An Unparalleled and Daring feat of an Air Force Flying Cadet, RB Menon who lost the Opportunity to be an Air Force Officer

I wish to congratulate Somdev Rao Madala of 25th NDA course 'F' Squadron to have narrated a true life anecdote of his course mate, Flying Cadet, RB Menon, Ex Cadet from 25th NDA course, 'K' Squadron, undergoing final flying training at PTE, Allahabad, during 1963-64 period, to be commissioned in the Indian Air Force. I also appreciate Somdev for having briefly narrated the circumstances which led Menon to embark upon such a daring and adventurous but uncalled for action careerwise, as to annoy his bosses so much, for which he had to lose the opportunity to be an officer in the Indian Air Force.

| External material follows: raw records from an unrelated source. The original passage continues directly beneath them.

PR #311, opened 2020-10-14
ZoneKeyAllocator fixes

Christian-B:
This changed the group key allocation to be ApplicationVertex and Partition Identifiers based.
    This to provide better support when splitter result in multiple partitions associated with an ApplicationVertex,

There is also now support for FixedKeyAndMaskConstraint

In most cases the Pair ApplicationVertex and Partition Identifiers will equate to one Application Level Partition.

The data is however generated from the MachineGraph and using the Machine Level Partition Identifier which allows splitters/partitioners the right to not exactly map Application level Partitions and Machine level ones.
It also allow the addition of internal machine edges/partitions without needing to have matching application ones.

If the machine prevertex in machine edge has no ApplicationVertex, the MachineVertex is used as the "app_id" whcih works but means it can not be grouped. this also support GFE now.

The Global approach to key zones is now done by the same code. It is now more flexible as it can handle the Retina while still leaving as many other vertexes as possible with global zones.

tested by: https://github.com/SpiNNakerManchester/sPyNNaker8/pull/475

First part of the replacment for https://github.com/SpiNNakerManchester/PACMAN/pull/308


pacman/operations/routing_info_allocator_algorithms/zoned_routing_info_allocator.py
```diff
@@ -16,154 +16,308 @@
...
 
     .. note::
-        No constraints are supported, and that the number of keys
-        required by each edge must be 2048 or less, and that all edges coming
-        out of a vertex will be given the same key/mask assignment.
+        No special constraints (except ContiguousKeyRangeContraint) are
+        supported.  This will only work if the numbers above add up to 32-bits
+        (an error will result if not).  A single large vertex (like a retina)
+        and lots of small vertices (like a large neural network)
+        will thus not likely work here.
```
rowleya, line 73: I think you have fixed this...

pacman/operations/routing_info_allocator_algorithms/zoned_routing_info_allocator.py
```diff
@@ -16,154 +16,308 @@
...
-                    app_vertex.machine_vertices))
-                max_app_keys_bits = max(
-                    max_app_keys_bits, machine_bits + key_bits)
-                key_bits_per_app[app_vertex] = key_bits
-        source_bits = self.__bits_needed(source_zones)
-
-        if source_bits + max_app_keys_bits > BITS_IN_KEY:
+        for app_id in progress.over(by_app_and_partition_name):
+            by_app = by_app_and_partition_name[app_id]
+            for partition_name, by_partition_name in by_app.items():
```
rowleya, line 181: "by_partition_name" tripped me up a bit... might be better to simply be "machine_vertices"

pacman/operations/routing_info_allocator_algorithms/zoned_routing_info_allocator.py
```diff
@@ -16,154 +16,308 @@
...
+                self.__fixed_keys.append((key, n_keys))
+
+    def __calculate_zones(self):
         """
-        :return: tuple containing max app keys and a map of app to max keys
-            for any given machine vertex
-        :rtype: tuple(int, dict(ApplicationVertex, int))
         :raises PacmanRouteInfoAllocationException:
         """
+        by_app_and_partition_name = \
```
rowleya, line 173: Is that simpler if it is just "machine_partitions"?

pacman/operations/routing_info_allocator_algorithms/zoned_routing_info_allocator.py
```diff
@@ -16,154 +16,308 @@
...
+                    len(self.__fixed_used))
+                if app_part_bits + self.__n_bits_atoms_and_mac <= BITS_IN_KEY:
+                    return  # working result found
+            self.__n_bits_atoms -= 1
+
+        raise PacmanRouteInfoAllocationException(
+            "Unable to use ZonedRoutingInfoAllocator please select a "
+            "different allocator")
+
+    def __check_fixed(self):
```
rowleya, line 257: The side effect of this method might be more obvious if it returned the set it created and then the assignment could be done outside.  It might then be called something like "get_fixed_used" as it currently doesn't do any checking.

pacman/operations/routing_info_allocator_algorithms/zoned_routing_info_allocator.py
```diff
@@ -16,154 +16,308 @@
...
-        max_app_keys_bits, key_bits_per_app = self._calculate_zones()
+        self.__find_fixed()
+        self.__calculate_zones()
+        self.__check_zones()
+        return self.__allocate()
 
-        return self._simple_allocate(max_app_keys_bits, key_bits_per_app)
+    def __find_fixed(self):
+        by_app_and_partition_name = \
+            self.__machine_graph.multicast_partitions
```
rowleya, line 149: As mentioned elsewhere, would this be better as simply "machine_partitions"?

pacman/operations/routing_info_allocator_algorithms/zoned_routing_info_allocator.py
```diff
@@ -16,154 +16,308 @@
...
+        for app_id in by_app_and_partition_name:
+            by_app = by_app_and_partition_name[app_id]
+            for partition_name, by_partition_name in by_app.items():
```
rowleya, line 152: As mentioned elsewhere, would "by_partition_name" be better as simply machine_vertices?

pacman/operations/routing_info_allocator_algorithms/zoned_routing_info_allocator.py
```diff
@@ -16,154 +16,308 @@
...
+                max_keys = 0
+                for mac_vertex in by_partition_name:
+                    partition = self.__machine_graph.\
+                        get_outgoing_edge_partition_starting_at_vertex(
+                            mac_vertex, partition_name)
+                    n_keys = self.__n_keys_map.n_keys_for_partition(partition)
+                    max_keys = max(max_keys, n_keys)
+                if max_keys > 0:
```
rowleya, line 189: Does this also need to filter out the fixed_keys? As otherwise they will get in the way of the calculations?

pacman/operations/routing_info_allocator_algorithms/zoned_routing_info_allocator.py
```diff
@@ -16,154 +16,308 @@
...
+                    return  # working result found
+            self.__n_bits_atoms -= 1
+
+        raise PacmanRouteInfoAllocationException(
+            "Unable to use ZonedRoutingInfoAllocator please select a "
+            "different allocator")
+
+    def __check_fixed(self):
+        self.__fixed_used = set()
+        bucket_size = 2 ** self.__n_bits_atoms_and_mac
```
rowleya, line 259: I think if this is "global", the space would be slightly different, as the maximum of (n_atoms + n_mac) is not the same as the maximum of n_atoms + the maximum of n_mac.

pacman/operations/routing_info_allocator_algorithms/zoned_routing_info_allocator.py
```diff
@@ -16,154 +16,308 @@
...
+                    app_part_bits, self.__n_bits_atoms_and_mac))
+
+        if not self.__flexible:
+            if app_part_bits + self.__n_bits_machine + self.__n_bits_atoms > \
+                    BITS_IN_KEY:
+                # We know from above test that all will fit if flexible
+                # Reduce the suggested size of n_bits_atoms
+                self.__n_bits_atoms = \
+                    BITS_IN_KEY - app_part_bits - self.__n_bits_machine
+                self.__n_bits_atoms_and_mac = BITS_IN_KEY - app_part_bits
```
rowleya, line 226: I think this just means that it doesn't fit... how can you reduce the number of bits used by the atoms if we need to keep the mask the same?

pacman/operations/routing_info_allocator_algorithms/zoned_routing_info_allocator.py
```diff
@@ -16,154 +16,308 @@
...
+            else:
+                # Set the size of atoms and machine for biggest of each
+                self.__n_bits_atoms_and_mac = \
+                    self.__n_bits_machine + self.__n_bits_atoms
+
+    def check_flexible_zones(self):
```
rowleya, line 232: Is this ever actually called?

pacman/operations/routing_info_allocator_algorithms/zoned_routing_info_allocator.py
```diff
@@ -16,154 +16,308 @@
...
-                        routing_infos.add_partition_info(
-                            PartitionRoutingInfo([key_and_mask], partition))
-                by_app_vertex[app_vertex] = BaseKeyAndMask(
-                    base_key=app_key, mask=app_mask)
-
-        return routing_infos, by_app_vertex
+        app_part_index = 0
+        for app_id in progress.over(by_app_and_partition_name):
+            while app_id in self.__fixed_used:
+                app_part_index += 1
```
rowleya, line 282: I could be wrong, but I think this loop, once entered, will never end

pacman/operations/routing_info_allocator_algorithms/zoned_routing_info_allocator.py
```diff
@@ -16,154 +16,308 @@
...
+                    n_bits_atoms = self.__atom_bits_per_app_part[
+                        (app_id, partition_name)]
+                    if n_bits_atoms < self.__n_bits_atoms:
+                        # Ok it fits use global sizes
+                        n_bits_atoms = self.__n_bits_atoms
+                        n_bits_machine = self.__n_bits_machine
+                    else:
+                        # Nope need more use that so adjust n_bits_machine down
+                        n_bits_machine = \
+                            self.__n_bits_atoms_and_mac - n_bits_atoms
```
rowleya, line 301: As above, I'm not sure how this makes it global

pacman/operations/routing_info_allocator_algorithms/zoned_routing_info_allocator.py
```diff
@@ -16,154 +16,308 @@
...
-                            PartitionRoutingInfo([key_and_mask], partition))
-                by_app_vertex[app_vertex] = BaseKeyAndMask(
-                    base_key=app_key, mask=app_mask)
-
-        return routing_infos, by_app_vertex
+        app_part_index = 0
+        for app_id in progress.over(by_app_and_partition_name):
+            while app_id in self.__fixed_used:
+                app_part_index += 1
+            for partition_name, by_partition_name in \
```
rowleya, line 283: See previous comment re: naming

pacman/operations/routing_info_allocator_algorithms/zoned_routing_info_allocator.py
```diff
@@ -16,154 +16,308 @@
...
-        :param dict(ApplicationVertex,int) key_bits_map:
-            map of app vertex to max keys for that vertex
+        :param dict((ApplicationVertex, str),int) mask_bits_map:
+            map of app vertex,name to max keys for that vertex
         :return: tuple of routing infos and map from app vertex and key masks
-        :rtype: tuple(RoutingInfo, dict(ApplicationVertex,BaseKeyAndMask))
+        :rtype: tuple(RoutingInfo,
+            dict((ApplicationVertex, str), BaseKeyAndMask))
         """
+        by_app_and_partition_name = \
```
rowleya, line 274: See previous comment re: naming

pacman/operations/routing_info_allocator_algorithms/zoned_routing_info_allocator.py
```diff
@@ -16,154 +16,308 @@
...
+                    else:
+                        # Nope need more use that so adjust n_bits_machine down
+                        n_bits_machine = \
+                            self.__n_bits_atoms_and_mac - n_bits_atoms
+
+                for machine_index, vertex in enumerate(machine_vertices):
+                    partition = self.__machine_graph.\
+                        get_outgoing_edge_partition_starting_at_vertex(
+                            vertex, partition_name)
+                    if partition in self.__fixed_partitions:
```
rowleya, line 307: The above code does quite a lot of stuff which is then ignored if this is true...

rowleya (changes requested):
A couple of things spotted I think - I might be confused about them of course!

pacman/operations/routing_info_allocator_algorithms/zoned_routing_info_allocator.py
Christian-B: agreed. Fixed

pacman/operations/routing_info_allocator_algorithms/zoned_routing_info_allocator.py
Christian-B: I added a comment first tie it is used.

pacman/operations/routing_info_allocator_algorithms/zoned_routing_info_allocator.py
Christian-B: renamed to set_fixed_used

pacman/operations/routing_info_allocator_algorithms/zoned_routing_info_allocator.py
Christian-B: There are two levels of map
Key level 1 app_id
key Level 2 partitoin_name
Value  list of vertices

pacman/operations/routing_info_allocator_algorithms/zoned_routing_info_allocator.py
Christian-B: Good spot.

pacman/operations/routing_info_allocator_algorithms/zoned_routing_info_allocator.py
rowleya: The issue is more that the name doesn't say *what* is by app and partition name.... just that something is!  You have to go back to this line to know what it is... Maybe then m_partition_map or something...

pacman/operations/routing_info_allocator_algorithms/zoned_routing_info_allocator.py
Christian-B: Choose not to rename due to there being TWO levels.

Happy to rename if two names are suggested.

rowleya: I am happy with "partition_name", just "by_partition_name", which at this point is hard to trace... it is machine_vertices I believe; they are not "by_partition_name" at this point because you already have the partition_name here.

pacman/operations/routing_info_allocator_algorithms/zoned_routing_info_allocator.py
rowleya: If you want to go all Alan here, you could call it machine_partitions_by_app_and_partition_name... I don't really recommend this though!

pacman/operations/routing_info_allocator_algorithms/zoned_routing_info_allocator.py
Christian-B: Yes that is true. 
The issue is the above code is done once for each list of vertices and the constraints are at the single vertex / partition level.

This was a case of lets keep the code simple even if in the rare case of a fixed it has done a bit of work it throws away.
it does avoid a check higher up.

Christian-B:
Did the dict renaming after all.
 multicast_partitions is a map of app_id to paritition_vertices
 paritition_vertices is a map of partition(name) to set(vertex)

pacman/operations/routing_info_allocator_algorithms/zoned_routing_info_allocator.py
Christian-B: name changed

pacman/operations/routing_info_allocator_algorithms/zoned_routing_info_allocator.py
Christian-B: rename attempted

pacman/operations/routing_info_allocator_algorithms/zoned_routing_info_allocator.py
Christian-B: commented added to say in this case it is not global!

pacman/operations/routing_info_allocator_algorithms/zoned_routing_info_allocator.py
Christian-B: renamed

rowleya:
There seem to be some unresolved comments here (github kindly hid them for you).

pacman/operations/routing_info_allocator_algorithms/zoned_routing_info_allocator.py
rowleya: This is still not fixed in the version I am looking at...

pacman/operations/routing_info_allocator_algorithms/zoned_routing_info_allocator.py
rowleya: Looking again at this, I can't help but think it will go wrong then you get one of the vertices whose atoms happen to be bigger than can be represented by n_bits_atoms...

pacman/operations/routing_info_allocator_algorithms/zoned_routing_info_allocator.py
```diff
@@ -16,154 +16,309 @@
...
+            return  # felibible same as none flexible
+
+        raw_app_part_bits = self.__bits_needed(
+            len(self.__atom_bits_per_app_part))
+
+        while self.__n_bits_atoms >= 0:
+            self.__n_bits_atoms_and_mac = \
+                self.__n_bits_machine + self.__n_bits_atoms
+            if self.__n_bits_atoms_and_mac + raw_app_part_bits <= BITS_IN_KEY:
+                self.__set_fixed_used()
```
rowleya, line 251: Now I see this is being used, a couple of extra comments.  Firstly, this seems to be called twice.  I can't see it doing anything different the second time, but I could be wrong.

Christian-B: The second call was well OOPS!  Good spot thanks!

pacman/operations/routing_info_allocator_algorithms/zoned_routing_info_allocator.py
```diff
@@ -16,154 +16,303 @@
...
+                machine_vertices = list(paritition_vertices)
+                machine_vertices.sort(key=lambda x: x.vertex_slice.lo_atom)
+                if self.__flexible:
+                    n_bits_atoms = self.__atom_bits_per_app_part[
+                        (app_id, partition_name)]
+                    n_bits_machine = self.__n_bits_atoms_and_mac - n_bits_atoms
+                else:
+                    n_bits_atoms = self.__atom_bits_per_app_part[
+                        (app_id, partition_name)]
+                    if n_bits_atoms < self.__n_bits_atoms:
```
rowleya, line 288: Can probably be equal too?

pacman/operations/routing_info_allocator_algorithms/zoned_routing_info_allocator.py
rowleya: OK, I can see how this could help; if you can't fit the global, you make it slightly more flexible.  It might help, but it might not...  I guess a warning could be useful in this case?

rowleya (changes requested):
Almost, just a couple of comments

pacman/operations/routing_info_allocator_algorithms/zoned_routing_info_allocator.py
Christian-B: I think the result is the same. But yes it reads better with the equal here. Fixed.

Christian-B:
If global does not fit going to semi flexible is never worse as the alternative is to give up.
Logger warning added as requested,

rowleya (approved):

PR #318, opened 2020-10-28
expose application_level_used

Christian-B:
This avoids algorithms having to be passed in an application graph just to check if they should also use the application level


rowleya:
Nothing wrong with having this, but then you can actually just ask if the elements of the machine graph have application equivalents.  If we actually need an application graph and not just the elements of it, there is already a problem...

Christian-B:
No longer needed

PR #319, opened 2020-10-28
order_vertices_for_dependent_splitters fix and test

Christian-B:


alan-stokes:
this is missing the test where the splitter is set by the selector not the direct vertex

alan-stokes:
ignore me. was mentally at a differnet place

PR #324, opened 2020-11-05
turn on python actions

Christian-B:
Includes https://github.com/SpiNNakerManchester/PACMAN/pull/325

So when this goes in close that too


andrewgait (approved):
Looks good to me, merging...

PR #326, opened 2020-11-12
Sdram partition merge

alan-stokes:
used for help


Christian-B:
I would do it the other way arround from cherry into sdram

Christian-B:
no longer needed cherry is master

Here I am placing the NDA days Photographs, both of 25th NDA course viz Cadet RB Menon 4225-K (The Performer) and Cadet Madala Somdev Rao 4141-F (The narrator)

  Cadet RB Menon 4225-K

Dear all Course mates,

One of our course mates who should find place in the memory-lane of the extraordinary and the remarkable of our 25th NDA course 'K' Squadron is one, unassuming and quiet, RB Menon; who proved that there are people who can reach beyond the beaten bureaucratic mindset, by showing that he has the guts and the grit to take off a HT-2 aircraft and go under the bridge over the Ganges. Even the instructor, who was ordered to follow him; reportedly, had difficulty to follow him under the bridge, obviously scared? Was he? Menon, our worthy course mate, repeated the feat thrice, perhaps to prove that it was not a freak, and that it was a very calculated and measured feat.

I had the opportunity, officially ordered, to be his escort until he was cleared from the Air Force Station, Allahabad. Therefore this reminiscing for permanent record of achievement of one of our course mates.

The collection of parachute from the cadets cloak room and walking towards the HT-2 aircraft, starting of the engine, taking clearance  from the Air Traffic  Control Tower(ATC), taxiing to the Take Off point, lining up for the takeoff, finally a smooth takeoff; it was all so normal that it was too perfect to be suspected. The adventure started thrilling the early morning moments of the elements over The Triveni Sangam, only when the aircraft was seen doing the extraordinary; IE, descending lower than the permitted limits and going towards bridge. One instructor who saw the unusual, reported to the ATC; who ordered the instructor to keep following the unauthorized flight. In the early sixties our aircraft surveillance radars were not that advanced to trace and track air-crafts. The instructor-aircraft had the responsibility to follow our course mate, Menon's aircraft and keep reporting its movements. The ATC had the responsibility to keep track of both of them.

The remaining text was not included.